The relationship of PL intensity and excitation power density can be used to deduce the origin of near-band-edge photoluminescence according to the following formula [45]:

$${\text{I}}_{{{\rm PL}}} \sim{\text{I}}_{{{\rm ex}}}^{{{\rm k}}}$$
(3)

where IPL and Iex represent the PL intensity and the excitation density, respectively; k can be calculated by the slope of the linear plot and 1 < k < 2 for recombination of excitons. Figure 4f, g shows the steady-state PL spectra of CsPbBr3 and CsPbBr3/Cs4PbBr6 NCs under different excitation densities. The PL intensity increased with the increase of excitation density, but the positions of peaks and shapes of PL spectra were identical for all the excitation density. Figure 4h, i presents the logarithmic plot of the PL intensity vs. excitation density for CsPbBr3 and CsPbBr3/Cs4PbBr6 NCs and illustrates the PL intensity dependence on the excitation density with a slope of 1.02 and 1.06, respectively. The result implied that the PL originated from recombination of excitons [46, 47].

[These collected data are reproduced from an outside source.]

PR #3895, opened 2022-06-16
Fix Blank Max Registrations per Transaction on New Event

### LINKED ISSUE #3893: "Max Registrations per Transaction" Does not save on Publish event
When we create an event and press Publish button some data does not save. For example, if we do not change "Max Registrations per Transaction" and leave the default value there it does not save.

Also, it would be good if we check other fields' values and ensure they are saved after Publish.

screen-capture

tn3rb:
This PR:

this was a really tricky issue to figure out and was beginning to drive me bonkers (but why drive when you're in walking distance)
I assumed that the problem was either caused by some unwanted code running, or some wanted code NOT running.
Turns out the issue was the database schema allowing null values if nothing was set, and since the legacy code for the reg options doesn't run if using the Barista plugin with the new EDTR, the value would get blanked out right within the db.

- fixes #3893
- changes the 4.12 DMS so that the event meta table schema no longer allows null values for the additional limit field
- does a BUNCH of formatting and code cleanup (it's what I do when I'm poking around in code)

### DIFF
--- a/core/db_models/EEM_Base.model.php
+++ b/core/db_models/EEM_Base.model.php
@@ -7,11 +7,9 @@ use EventEspresso\core\exceptions\ModelConfigurationException;
 use EventEspresso\core\exceptions\UnexpectedEntityException;
 use EventEspresso\core\interfaces\ResettableInterface;
 use EventEspresso\core\services\container\Mirror;
-use EventEspresso\core\services\dependencies\DependencyResolver;
 use EventEspresso\core\services\loaders\LoaderFactory;
 use EventEspresso\core\services\loaders\LoaderInterface;
 use EventEspresso\core\services\orm\ModelFieldFactory;
-use EventEspresso\core\services\request\RequestInterface;
 
 /**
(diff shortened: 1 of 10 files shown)


core/db_models/EEM_Base.model.php
```diff
@@ -5464,7 +5477,8 @@ protected function _deduce_fields_n_values_from_cols_n_values($cols_n_values)
                 foreach ($this->_get_fields_for_table($table_alias) as $field_name => $field_obj) {
                     if (! $field_obj->is_db_only_field()) {
                         // prepare field as if its coming from db
-                        $prepared_value = $field_obj->prepare_for_set($field_obj->get_default_value());
+                        $prepared_value                            =
+                            $field_obj->prepare_for_set($field_obj->get_default_value());
```
knazart, line 5481:
```suggestion
                        $prepared_value = $field_obj->prepare_for_set($field_obj->get_default_value());
```

knazart (dismissed):

Issue #3234, opened 2020-12-22
Set default recipient as the primary registrant or registrant when clicking to edit or create a custom notification


lorenzocaum:
**Is your feature request related to a problem? Please describe.**

The create custom and edit buttons in the notifications area at the end of the event editor take you to the admin recipient. The create custom button on the default message templates page also takes you to the admin recipient.

![Image 2020-12-22 at 8 56 04 AM](https://user-images.githubusercontent.com/1079138/102896134-e58a5080-4433-11eb-9ceb-b6264957ecbe.jpg)
![Image 2020-12-22 at 8 57 56 AM](https://user-images.githubusercontent.com/1079138/102896145-e7ecaa80-4433-11eb-884d-d8af384c83cb.jpg)

The pattern that I've seen is the customers usually need to edit the notification to the attendees (registrant). Specifically, they'll create a custom template, make changes, and then reach out for help because their changes aren't coming through.

**Describe the solution you'd like**
Can we adjust the default behavior so someone is taken to the default active notification to an attendee? That could be primary registrant or registrant depending on the notification.

Alternatively, can we scale this improvement back and start with these notifications?

- Registration approved
- Registration pending payment

**Describe alternatives you've considered**
The documentation for the message contexts has a couple of nudges to make sure you are viewing the correct recipient:

https://eventespresso.com/wiki/messages-system-working-with-message-contexts/

**Additional context**

I mentioned seeing this confusion here:
https://github.com/eventespresso/event-espresso-core/issues/725

PR #3897, opened 2022-06-20
Missing Message Type & Messenger Parameters

hoseinrafiei:
While checking https://github.com/eventespresso/event-espresso-core/issues/3234 issue, I found that the **Create New Custom** button in the **Notifications** meta-box of event editor throws following error.

An EE_Error exception was thrown!   code: Messages_Admin_Page - add_message_template - 1308
"Sorry, but we can't create new templates because we're missing the messenger or message type"
click to view backtrace and class/method details
/Users/hossein/Projects/ee/wp-content/plugins/event-espresso-core/admin_pages/messages/Messages_Admin_Page.core.php   ( line no: 1308 )

You can see this error only if you try to open the link in a new tab / window.

Screen Shot 2022-06-20 at 17 21 23

This PR fixed this issue.

### DIFF
--- a/core/libraries/messages/EE_messenger.lib.php
+++ b/core/libraries/messages/EE_messenger.lib.php
@@ -567,7 +567,9 @@ abstract class EE_messenger extends EE_Messages_Base
                 $create_url_query_args = [
                     'page' => 'espresso_messages',
                     'action' => 'add_new_message_template',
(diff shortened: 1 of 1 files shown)


tn3rb (approved):
Good find!  Great fix!

Issue #3873, opened 2022-06-07
2022 theme: "Display Venue Details" option for the Event listing page is not reflecting in the frontend


Saam01:
When we activate the option to show "Display Venue Details" and "Display Ticket Selector" option for the Event listing page under EE > Events > Templates, it is not showing the venue and other options.

https://user-images.githubusercontent.com/99984614/172168837-91f0c674-b64d-4d5d-9909-64b643799a09.mp4

**Environment:**
 - Version of Event Espresso: 4.10.31.rc.003 
 - Version of WordPress: 6.0
 - Browser: Chrome 
 - PHP Version: 7.4.1

tn3rb:
@hoseinrafiei && @majidabbasi96 

Can you guys take a look at this issue and see if you can figure out an easy fix for it?
I've messed around with it but can not figure out an easy solution.

You'll want to look at `modules/events_archive/EED_Events_Archive.module.php` as that is the logic that hooks into non-block enabled themes to inject our logic. If it look overly complex, it's because the events list shortcode shares the same logic.

PR #3900, opened 2022-06-21
Fix Issue of Loading Ticket Selector, Event Datetime, and Event Details

hoseinrafiei:
Related to https://github.com/eventespresso/event-espresso-core/issues/3873 issue.

### DIFF
--- a/modules/events_archive/EED_Events_Archive.module.php
+++ b/modules/events_archive/EED_Events_Archive.module.php
@@ -316,7 +316,7 @@ class EED_Events_Archive extends EED_Module
                 EEH_Template::load_espresso_theme_functions();
                 // because we don't know if the theme is using the_excerpt()
                 add_filter(
-                    'the_excerpt',
+                    'get_the_excerpt',
                     array('EED_Events_Archive', 'event_details'),
                     EED_Events_Archive::EVENT_DETAILS_PRIORITY
                 );
@@ -351,7 +351,7 @@ class EED_Events_Archive extends EED_Module
         }
         if (apply_filters('FHEE__EED_Events_Archive__get_the_excerpt__theme_uses_get_the_excerpt', false)) {
             remove_filter(
-                'the_excerpt',
+                'get_the_excerpt',
                 array('EED_Events_Archive', 'event_details'),
                 EED_Events_Archive::EVENT_DETAILS_PRIORITY
             );
@@ -454,7 +454,7 @@ class EED_Events_Archive extends EED_Module
         // we need to first remove this callback from being applied to the_content() or the_excerpt()
         // (otherwise it will recurse and blow up the interweb)
         remove_filter(
-            'the_excerpt',
+            'get_the_excerpt',
             array('EED_Events_Archive', 'event_details'),
             EED_Events_Archive::EVENT_DETAILS_PRIORITY
         );
@@ -470,7 +470,7 @@ class EED_Events_Archive extends EED_Module
         $content = EED_Events_Archive::instance()->template_parts->apply_template_part_filters($content);
         // re-add our main filters (or else the next event won't have them)
         add_filter(
-            'the_excerpt',
+            'get_the_excerpt',
             array('EED_Events_Archive', 'event_details'),
             EED_Events_Archive::EVENT_DETAILS_PRIORITY
         );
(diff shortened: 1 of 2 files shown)


hoseinrafiei:
@tn3rb

It's a quick fix for the https://github.com/eventespresso/event-espresso-core/issues/3873 issue.
I changed all the instances of `the_excerpt` to `get_the_excerpt` hook and now it's loading on both block and classic themes.

What's your idea?

tn3rb:
@hoseinrafiei 
i made a few changes because i'm pretty sure that switching exclusively to using `get_the_excerpt` won't work with some themes, so i used a conditional to flip flop between that and `the_excerpt`.
I also formatted and cleaned up the code in that file. 
Plz review my changes (i'll get Majid to look at it too)

modules/events_archive/EED_Events_Archive.module.php
```diff
@@ -227,21 +218,19 @@ public function run($WP)
...
         // set params that will get used by the filters
         EEH_Event_Query::set_query_params(
-            '',    // month
-            '',    // category
-            $config->display_expired_events,    // show_expired
-            'start_date',    // orderby
-            'ASC'    // sort
+            '',                             // month
+            '',                             // category
+            $config->display_expired_events // show_expired
```
tn3rb, line 223: those last two params were removed because they were the same as the default values for that function

modules/events_archive/EED_Events_Archive.module.php
```diff
@@ -287,11 +273,10 @@ public static function link_target()
 
 
     /**
-     *    template_include
-     *
-     * @access    public
```
tn3rb, line 292: this code is old! 
we used to have to write the function name and the scope (public, private, etc) in the phpdocs because earlier IDEs and code editors could not parse that info from the code itself. Totally not necessary anymore

modules/events_archive/EED_Events_Archive.module.php
```diff
@@ -598,146 +508,203 @@ public static function event_venues($content)
...
-     *
-     * @access    private
-     * @return        void
+     * @return bool
+     * @since $VID:$
+     */
+    public static function isBlockTheme()
+    {
+        return function_exists('wp_is_block_theme') && wp_is_block_theme();
+    }
```
tn3rb, line 517: @hoseinrafiei 
extracted this fix of your from a previous PR

modules/events_archive/EED_Events_Archive.module.php
```diff
@@ -841,45 +796,44 @@ public static function update_template_settings($CFG, $REQ)
...
+                ) : 1;
+            $CFG->EED_Events_Archive->display_venue           =
+                isset($REQ['EED_Events_Archive_display_venue']) ? absint(
+                    $REQ['EED_Events_Archive_display_venue']
+                ) : 0;
+            $CFG->EED_Events_Archive->display_expired_events  = isset($REQ['EED_Events_Archive_display_expired_events'])
                 ? absint($REQ['EED_Events_Archive_display_expired_events']) : 0;
         }
         return $CFG;
     }
```
majidabbasi96, line 819: I see different coding styles for this function for the same logic, I think it is better to have one for all.

modules/events_archive/EED_Events_Archive.module.php
hoseinrafiei: Great.
Actually, I was going to do this myself. My plan was to add this code in the `EEH_Template` class.

modules/events_archive/EED_Events_Archive.module.php
```diff
@@ -598,146 +508,203 @@ public static function event_venues($content)
...
+            $excerpt_filter = EED_Events_Archive::isBlockTheme() ? 'get_the_excerpt' : 'the_excerpt';
+        }
+        return $excerpt_filter;
+    }
+
+
+    /**
+     * @since $VID:$
+     */
+    protected static function addEventDetailsFilters()
```
hoseinrafiei, line 537: Great extraction. 👍

hoseinrafiei:
@Saam01 This is a fix to the issue that you reported. Please check and report.

modules/events_archive/EED_Events_Archive.module.php
tn3rb: oh ya, that would be even better, good thinking

modules/events_archive/EED_Events_Archive.module.php
tn3rb: ahhh ya... autoformatting doesn't always work great and i missed that. 

thnx will fix

Saam01:
Function seems to be working fine now.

In summary, blue-emitting and green-emitting nanocrystals were synthesized in one pot by the room-temperature supersaturated recrystallization method on the microfluidic platform. The emission PL of ultrasmall CsPbBr3 NCs centered at 461 nm with the FWHM of 15 nm and corresponding CIE chromaticity coordinates of (0.133, 0.063). TEM results demonstrated that the average particle size was 3.8 nm. The emission peak of green-emitting CsPbBr3/Cs4PbBr6 NCs centered at 516 nm with the FWHM of 20 nm. The lifetime of CsPbBr3/Cs4PbBr6 was much longer than that of CsPbBr3, suggesting that the surface passivation of the Cs4PbBr6 possessed a low level of VBr defect density.